TASK DETAILS:
Starting at the top of the entries below, set down every line exactly, please, until you reach the line with "- **The third-party", which is included too.

EXERCISE MATERIALS:

Issue #1167, opened 2026-08-25
[P3.10] GLM Review coin-flips between the 20m clock and the 40-turn cap, and leaves the "Reviewing…" stub either way


frankbria:
## Problem

`.github/workflows/glm-review.yml` calls the reusable workflow `frankbria/glm-review/.github/workflows/review.yml@b877d15`. On every PR large enough to trigger it, the `GLM bug-hunting review` step runs until the job is killed by the 20-minute execution cap, and the PR is left with the reviewer's *stub* comment — the "Reviewing…" checklist it posts before starting — which never gets replaced by findings.

Observed on the two most recent non-skipped runs (every other run in the window was `skipped`, i.e. Dependabot or under the 5-file/20-line threshold):

| Run | Branch | Conclusion |
|---|---|---|
| [32901826055](https://github.com/frankbria/codeframe/actions/runs/32901826055) | `fix/1104-create-only-core-tables` (#1166) | `cancelled` — `The job has exceeded the maximum execution time of 20m0s` |
| earlier | `feature/issue-968-delete-dead-v1-backend-layers` | `failure` |

Step-level breakdown for the first: `Set up job` ✅, `Checkout repository` ✅, **`GLM bug-hunting review` cancelled after 20m19s**, `Post GLM bug-hunting review` ✅ (the post step "succeeds" because it has nothing to post).

`gh run view --log-failed` returns nothing for the run, so the failure is invisible from the CLI — you have to read the annotations to see it was a timeout rather than a defect finding.

## Impact

- **A permanently red X on every substantial PR.** It is not a required check (branch protection requires only `Code Quality (Lint + Type Check)` and `Backend Unit Tests`), so it does not block merge — which is worse, not better: a check that is always red and never blocking trains everyone to ignore the check column.
- **The third-party review it is supposed to provide never happens.** `CLAUDE.md` mandates third-party review pre-PR and post-PR. When this gate silently produces nothing, that requirement is being met only by whatever the author runs locally.
- **The stub comment reads like a review in progress**, indefinitely. On #1166 the PR still shows an unchecked 6-item checklist with "Reviewing…" next to it, hours after the job died.
- It burns 20 minutes of runner time per substantial PR to produce zero output.

This is the same failure mode seen driving opencode/GLM locally: the call hangs and returns zero bytes rather than erroring.

## What to check

- Whether the hang is in the reusable workflow's agent loop or in the ZHIPU API call — the step produces no log output to distinguish them.
[...]

PR #1177, opened 2026-08-27
ci: check the unlocked dependency resolution, not just the lock (#1169)

### LINKED ISSUE #1169: [P1.41] Nothing checks that a fresh, unlocked install still resolves to a working dependency set — the root cause of two DOA releases
## Problem

Twice now, a published release has been dead on arrival for the exact install
path the README documents, while `main`, CI and every developer machine were
green:

| Release | Failure | Detected by |
|---|---|---|
| 0.9.1 | pinned retired Anthropic model IDs → every AI command 404'd | #1112, the #614 cold-start harness |
| 0.9.2 | `anthropic>=0.18.0` resolved to 1.0.0, which removed `temperature` → every AI command `TypeError`d | #1168, the #614 cold-start harness |

Different bugs, one root cause: **nothing checks that a fresh, unlocked
dependency resolution still produces a working install.**

`uv.lock` is what CI, `uv sync` and contributors resolve. A user running
`uv tool install codeframe-ai` gets none of it — pip/uv resolve the ranges in
`pyproject.toml` from scratch, today, against whatever is on PyPI today. Those
two resolutions drift apart silently and continuously, and the gap is only ever
discovered by a human remembering to run the cold-start harness by hand.

`scripts/quickstart-cleanroom/README.md` says "Run it before every release."
Nothing enforces that, it costs real API spend, and it takes ~10 minutes — so it
is exactly the kind of manual step that gets skipped under release pressure. It
was skipped for 0.9.2.

## Proposed fix

A cheap CI job that resolves the *ranges*, not the lock, and smoke-tests the
result. It does not need an API key and does not need to run the full harness:

- resolve `pyproject.toml` dependencies with no lockfile (`uv pip compile
  pyproject.toml`), against live PyPI
- install into a throwaway env
- run the SDK-signature guards (`tests/adapters/test_sdk_kwargs_guard_614.py`,
  `tests/adapters/test_model_defaults_guard_1112.py`) plus a `cf --help` import
  smoke test against *that* env

Run it on a schedule (daily/weekly) and as a required check on release tags. A
scheduled run is what turns "we shipped it broken" into "we knew before we
shipped" — the failure exists on PyPI's side of the line and can appear without
any commit of ours.

## Acceptance criteria

- [ ] A CI job resolves dependencies from `pyproject.toml` ranges with no lockfile
- [ ] It fails when the unlocked resolution produces an SDK the adapters cannot call
- [ ] It runs on a schedule, not only on push — this class of break arrives from
      upstream, not from a commit
- [ ] It gates the release workflow
- [ ] Re-running it against the 0.9.2 state (unpinned `anthropic`) reproduces a
      red build — otherwise it would not have caught #1168

Root cause of #1112 and #1168. Related: #614.

frankbria:
Closes #1169

## Problem

Everything in CI resolves `uv.lock`. A user running `uv tool install codeframe-ai`
gets none of it — pip/uv resolve the ranges in `pyproject.toml` from scratch,
today, against whatever is on PyPI today. Those two resolutions drift apart
silently and continuously, and twice that drift shipped a dead-on-arrival release
while `main`, CI and every developer machine were green (#1112, #1168).

The drift is not hypothetical. **Right now**, on this commit:

| Resolution | `anthropic` |
|---|---|
| `uv.lock` (what CI, `uv sync` and every contributor see) | 0.70.0 |
| unlocked, from the ranges (what a new user gets) | 0.125.0 |

Nothing in the repo looked at that second column.

## Change

New workflow `.github/workflows/unlocked-resolution.yml`:

- `uv venv` + `uv pip install .` — the pip-compatible interface, which ignores
  `uv.lock` and resolves `pyproject.toml` from scratch (`uv sync`/`uv run` would not)
- `cf --help` against that env — import smoke test
- `tests/adapters/test_sdk_kwargs_guard_614.py` and
  `test_model_defaults_guard_1112.py` run with *that env's* pytest — installing
  cleanly is not evidence, 0.9.2 installed fine and raised on the first API call
- no `enable-cache`: a cached resolution is the locked resolution wearing a hat

Triggers: **daily schedule** (this break arrives from upstream, so it can appear
on a day nobody pushed), `workflow_dispatch`, PRs touching `pyproject.toml` or
either guard, and `workflow_call` — `release.yml`'s `build` job now `needs` it,
so a tag cannot publish a release whose unlocked resolution was never checked.

`tests/ci/test_unlocked_resolution_guard_1169.py` pins the four properties that
make the job worth having, so a later edit can't quietly turn it back into
another lockfile test.

No API key needed; the job takes seconds.

## Acceptance criteria — evidence

| AC | Evidence |
|---|---|
| Resolves from ranges with no lockfile | job runs `uv pip install .`; workflow contains no `uv sync`/`uv run`/`uv lock`. Locked 0.70.0 vs unlocked 0.125.0 (table above) |
| Fails when the unlocked resolution produces an uncallable SDK | see next row |
| Runs on a schedule | `cron: "0 6 * * *"` |
| Gates the release | `release.yml` → `build: needs: unlocked-resolution` |
| Re-run against the 0.9.2 state reproduces a red build | ceiling removed → resolves `anthropic 1.1.0` → **4 failed**, `missing = {'temperature'}` on `Messages.create`/`stream`, sync and async. Same run against `main`'s capped state: **12 passed**, `cf --help` OK |

Replayed locally by copying `pyproject.toml`, changing `anthropic>=0.18.0,<1.0`
back to `anthropic>=0.18.0`, and running the job's exact steps.

## Known limitations

- A red scheduled run notifies through GitHub's normal workflow notifications;
  it does not open an issue. Deliberate — one moving part.
- This checks the *resolution*, not the *published package*. It is not a
  replacement for `scripts/quickstart-cleanroom/run.sh`, which installs from PyPI
  on a clean container with a real key. Both still matter; CLAUDE.md now says so.
- Resolution is checked on Python 3.11 only (the project minimum and CI version).

## Review

`codex review --base main`: no actionable correctness issues.
Local: `actionlint .github/workflows/*.yml` clean; `ruff`/`black` clean;
`uv run pytest tests/ci tests/adapters` → 235 passed.

### DIFF
--- a/.github/workflows/release.yml
+++ b/.github/workflows/release.yml
@@ -18,8 +18,17 @@ permissions:
   contents: read
 
 jobs:
+  # A release must not ship a dependency range set that only resolves on this
+  # repo's lockfile (#1169). This resolves pyproject.toml from scratch against
+  # live PyPI and smoke-tests the result — the resolution a new user actually
+  # gets from `uv tool install codeframe-ai`.
+  unlocked-resolution:
+    name: Unlocked resolution
+    uses: ./.github/workflows/unlocked-resolution.yml
+
   build:
     name: Build sdist + wheel
+    needs: unlocked-resolution
     runs-on: ubuntu-latest
     # ANTHROPIC_API_KEY lives in the `staging` environment, and GitHub only
     # exposes environment secrets to jobs that declare that environment. The
--- a/.github/workflows/unlocked-resolution.yml
+++ b/.github/workflows/unlocked-resolution.yml
@@ -1,0 +1,79 @@
+name: Unlocked Resolution
+
+# Resolves the dependency *ranges* in pyproject.toml with no lockfile, against
+# live PyPI, and smoke-tests the result (#1169).
+#
+# Everything else in CI resolves uv.lock. A user running `uv tool install
+# codeframe-ai` gets none of it — pip/uv resolve the ranges from scratch, today,
+# against whatever is on PyPI today. The two resolutions drift apart silently and
+# continuously, and twice that drift shipped a dead-on-arrival release while
+# every gate was green:
+#
+#   0.9.1  retired Anthropic model IDs      -> every AI command 404'd    (#1112)
+#   0.9.2  anthropic>=0.18.0 -> 1.0.0, which
+#          removed `temperature`            -> every AI command TypeError'd (#1168)
+#
+# The schedule is the point: this break arrives from upstream, not from a commit
+# of ours, so it can appear on a day nobody pushed anything.
+#
+# Known limitation: a red scheduled run notifies via GitHub's normal workflow
+# notifications; it does not open an issue. Deliberate — one moving part.
+
+on:
+  schedule:
+    # Daily, 06:00 UTC — a few hours before a working day starts, so a break
+    # that landed on PyPI overnight is known before anyone tags a release.
+    - cron: "0 6 * * *"
+  workflow_dispatch:
+  workflow_call: # release.yml gates on this
+  pull_request:
+    paths:
+      - "pyproject.toml"
+      - "tests/adapters/test_sdk_kwargs_guard_614.py"
+      - "tests/adapters/test_model_defaults_guard_1112.py"
+      - ".github/workflows/unlocked-resolution.yml"
+
+permissions:
+  contents: read
+
+jobs:
+  unlocked-install:
+    name: Fresh resolve + smoke test
+    runs-on: ubuntu-latest
+    steps:
+      - name: Checkout
+        uses: actions/checkout@3d3c42e5aac5ba805825da76410c181273ba90b1 # v7.0.1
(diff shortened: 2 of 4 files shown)


frankbria:
### Third-party review (post-PR)

`codex review --base main` on `7a5767bc`:

> No actionable correctness issues were found in the workflow or guard-test changes. The new workflow linted cleanly with actionlint, and the added CI guard tests pass locally when run with a writable uv cache.

opencode/GLM was skipped as primary per #1167 (GLM Review has never completed on a real code PR).

### claude-review nits — both applied in `c665006a`

- `needs:` parses as a bare string when there is one dependency, so `gate in needs` was a substring match. Normalised to a list before the membership check.
- Added `timeout-minutes: 10`. Irrelevant on the PR run (25s), load-bearing on the unattended daily schedule.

RESULT OF THE TASK:
Issue #1167, opened 2026-08-25
[P3.10] GLM Review coin-flips between the 20m clock and the 40-turn cap, and leaves the "Reviewing…" stub either way


frankbria:
## Problem

`.github/workflows/glm-review.yml` calls the reusable workflow `frankbria/glm-review/.github/workflows/review.yml@b877d15`. On every PR large enough to trigger it, the `GLM bug-hunting review` step runs until the job is killed by the 20-minute execution cap, and the PR is left with the reviewer's *stub* comment — the "Reviewing…" checklist it posts before starting — which never gets replaced by findings.

Observed on the two most recent non-skipped runs (every other run in the window was `skipped`, i.e. Dependabot or under the 5-file/20-line threshold):

| Run | Branch | Conclusion |
|---|---|---|
| [32901826055](https://github.com/frankbria/codeframe/actions/runs/32901826055) | `fix/1104-create-only-core-tables` (#1166) | `cancelled` — `The job has exceeded the maximum execution time of 20m0s` |
| earlier | `feature/issue-968-delete-dead-v1-backend-layers` | `failure` |

Step-level breakdown for the first: `Set up job` ✅, `Checkout repository` ✅, **`GLM bug-hunting review` cancelled after 20m19s**, `Post GLM bug-hunting review` ✅ (the post step "succeeds" because it has nothing to post).

`gh run view --log-failed` returns nothing for the run, so the failure is invisible from the CLI — you have to read the annotations to see it was a timeout rather than a defect finding.

## Impact

- **A permanently red X on every substantial PR.** It is not a required check (branch protection requires only `Code Quality (Lint + Type Check)` and `Backend Unit Tests`), so it does not block merge — which is worse, not better: a check that is always red and never blocking trains everyone to ignore the check column.
- **The third-party review it is supposed to provide never happens.** `CLAUDE.md` mandates third-party review pre-PR and post-PR. When this gate silently produces nothing, that requirement is being met only by whatever the author runs locally.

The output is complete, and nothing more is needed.